:: TASK TO COMPLETE ::
Each line of the data that includes the string "nominalVoltage" is to be copied out.

[Dataset entries]

# # # #

PR #52, opened 2020-10-28
Loads: add criteria for loads library choice

PerninGuillaume:

### DIFF
--- a/sources/Algo/include/Algo.h
+++ b/sources/Algo/include/Algo.h
@@ -230,7 +230,7 @@ class LoadDefinitionAlgorithm : public NodeAlgorithm {
    * @brief Constructor
    *
    * @param loads the list of loads to update
-   * @param dsoVoltageLevel the upper bound for the change of load model 
+   * @param dsoVoltageLevel Minimum voltage level of the load to be taken into account 
    */
   explicit LoadDefinitionAlgorithm(Loads& loads, double dsoVoltageLevel);
 
@@ -246,7 +246,7 @@ class LoadDefinitionAlgorithm : public NodeAlgorithm {
 
  private:
   Loads& loads_;            ///< the loads to update
-  double dsoVoltageLevel_;  ///< the upper bound to determine wether we use the default modelica model
+  double dsoVoltageLevel_;  ///< Minimum voltage level of the load to be taken into account
 };
 
 }  // namespace algo
--- a/sources/Algo/include/Algo.h
+++ b/sources/Algo/include/Algo.h
@@ -230,22 +230,23 @@ class LoadDefinitionAlgorithm : public NodeAlgorithm {
    * @brief Constructor
    *
    * @param loads the list of loads to update
+   * @param dsoVoltageLevel the upper bound for the change of load model 
    */
-  explicit LoadDefinitionAlgorithm(Loads& loads);
+  explicit LoadDefinitionAlgorithm(Loads& loads, double dsoVoltageLevel);
 
   /**
    * @brief Perform the algorithm
    *
    * Update the list with the loads of the node. Only add the loads for which the nominal voltage of the node is 
-   * superior to dsoVoltageLevel, otherwise we use the default modelica library
+   * superior to dsoVoltageLevel, otherwise the load is ignored and is handled by the default dynawo behavior
    *
    * @param node the node to process
    */
   void operator()(const NodePtr& node);
 
  private:
-  static constexpr double dsoVoltageLevel = 45.0;   ///< the upper bound to determine wether we use the default modelica model
-  Loads& loads_;  ///< the loads to update
+  Loads& loads_;            ///< the loads to update
+  double dsoVoltageLevel_;  ///< the upper bound to determine wether we use the default modelica model
 };
 
 }  // namespace algo
--- a/sources/Algo/include/Algo.h
+++ b/sources/Algo/include/Algo.h
@@ -236,13 +236,15 @@ class LoadDefinitionAlgorithm : public NodeAlgorithm {
   /**
    * @brief Perform the algorithm
    *
-   * Update the list with the loads of the node
+   * Update the list with the loads of the node. Only add the loads for which the nominal voltage of the node is 
+   * superior to dsoVoltageLevel, otherwise we use the default modelica library
    *
    * @param node the node to process
    */
   void operator()(const NodePtr& node);
 
  private:
+  static constexpr double dsoVoltageLevel = 45.0;   ///< the upper bound to determine wether we use the default modelica model
   Loads& loads_;  ///< the loads to update
 };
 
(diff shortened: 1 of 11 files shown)


sources/Algo/include/Algo.h
```diff
@@ -236,13 +236,15 @@ class LoadDefinitionAlgorithm : public NodeAlgorithm {
...
-   * Update the list with the loads of the node
+   * Update the list with the loads of the node. Only add the loads for which the nominal voltage of the node is 
+   * superior to dsoVoltageLevel, otherwise we use the default modelica library
    *
    * @param node the node to process
    */
   void operator()(const NodePtr& node);
 
  private:
+  static constexpr double dsoVoltageLevel = 45.0;   ///< the upper bound to determine wether we use the default modelica model
```
rosiereflo, line 247: Please add this as a parameter with a default value, we should not use hard-coded values

sources/Algo/src/Algo.cpp
```diff
@@ -97,6 +97,10 @@ LoadDefinitionAlgorithm::LoadDefinitionAlgorithm(Loads& loads) : NodeAlgorithm()
 
 void
 LoadDefinitionAlgorithm::operator()(const NodePtr& node) {
+  if (node->nominalVoltage < dsoVoltageLevel) {
```
rosiereflo, line 100: We should be careful with double comparisons, maybe you could use the doubleEquals method from dynawo?

rosiereflo (changes requested):

sources/Algo/include/Algo.h
```diff
@@ -236,13 +236,15 @@ class LoadDefinitionAlgorithm : public NodeAlgorithm {
   /**
    * @brief Perform the algorithm
    *
-   * Update the list with the loads of the node
+   * Update the list with the loads of the node. Only add the loads for which the nominal voltage of the node is 
+   * superior to dsoVoltageLevel, otherwise we use the default modelica library
```
lecourtoisflo, line 240: For me it is not relevant to say that we use the default modelica model. This is the dynawo behaviour. The comments should only state that load is ignored if criteria is not passed

lecourtoisflo (changes requested):

sources/Algo/include/Algo.h
rosiereflo: moreover it is not a modelica library, we can split the apple in 2 and says that "otherwise the load is ignored and is handled by the default dynawo behavior"

sources/Algo/src/Algo.cpp
PerninGuillaume: How could I use this doubleEquals function when I am testing a < b ?

rosiereflo: if (doubleNotEquals(node->nominalVoltage, dsoVoltageLevel && node->nominalVoltage < dsoVoltageLevel)

PerninGuillaume: Ok

sources/Algo/src/Algo.cpp
```diff
@@ -17,6 +17,7 @@
 
 #include "Algo.h"
 
+#include "DYNCommon.h"
```
lecourtoisflo, line 20: formatting not done properly. Also, since it is an exterior header, you should use <>

sources/Algo/include/Algo.h
```diff
@@ -230,22 +230,23 @@ class LoadDefinitionAlgorithm : public NodeAlgorithm {
...
    *
    * @param node the node to process
    */
   void operator()(const NodePtr& node);
 
  private:
-  static constexpr double dsoVoltageLevel = 45.0;   ///< the upper bound to determine wether we use the default modelica model
-  Loads& loads_;  ///< the loads to update
+  Loads& loads_;            ///< the loads to update
+  double dsoVoltageLevel_;  ///< the upper bound to determine wether we use the default modelica model
```
rosiereflo, line 249: Please update the comment

tests/inputs/TestConfig.cpp
```diff
@@ -22,6 +22,7 @@ TEST(Config, Nominal) {
   ASSERT_TRUE(config.useVSCAsGenerators());
   ASSERT_TRUE(config.useLCCAsLoads());
   ASSERT_EQ("/tmp", config.outputDir());
+  ASSERT_EQ(45.0, config.getDsoVoltageLevel());
```
lecourtoisflo, line 25: The purpose of the nominal test is to check that a value different from the default is taken into account

tests/inputs/res/config.json
```diff
@@ -7,6 +7,7 @@
     "AutomaticSlackBusOn": "false",
     "VSCAsGenerators": "true",
     "LCCAsLoads": "true",
-    "OutputDir": "/tmp"
+    "OutputDir": "/tmp",
+    "DsoVoltageLevel": 45.0
```
lecourtoisflo, line 11: Use a value different from the default value

sources/Algo/include/Algo.h
```diff
@@ -230,22 +230,23 @@ class LoadDefinitionAlgorithm : public NodeAlgorithm {
    * @brief Constructor
    *
    * @param loads the list of loads to update
+   * @param dsoVoltageLevel the upper bound for the change of load model
```
rosiereflo, line 233: This is a lower bound. I would propose "Minimum voltage level of the load to be taken into account".

lecourtoisflo (changes requested):

sources/Inputs/include/Configuration.h
```diff
@@ -107,6 +107,15 @@ class Configuration {
     return outputDir_;
   }
 
+  /**
+   * @brief Retrieves the upper bound for the change of load model
```
rosiereflo, line 111: please update the comment

sources/Inputs/include/Configuration.h
```diff
@@ -116,6 +125,7 @@ class Configuration {
   bool useVSCAsGenerators_ = false;                                             ///< VSC considered as generators
   bool useLCCAsLoads_ = false;                                                  ///< LCC are considered as generators
   std::string outputDir_ = boost::filesystem::current_path().generic_string();  ///< Directory for output files
+  double dsoVoltageLevel_ = 45.0;                                               ///< the upper bound to determine wether we use the default modelica model
```
rosiereflo, line 128: please update the comment

tests/inputs/res/config.json
rosiereflo, line 11: Please put another value to test that the value is properly read

rosiereflo (changes requested):

sources/Algo/src/Algo.cpp
PerninGuillaume: What do you meant about formatting ?

lecourtoisflo: formatting by clang-format

rosiereflo (approved):

marcochiaramello (approved):

lecourtoisflo (approved):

# # # #

:: TASK RESPONSE ::
+  if (node->nominalVoltage < dsoVoltageLevel) {
rosiereflo: if (doubleNotEquals(node->nominalVoltage, dsoVoltageLevel && node->nominalVoltage < dsoVoltageLevel)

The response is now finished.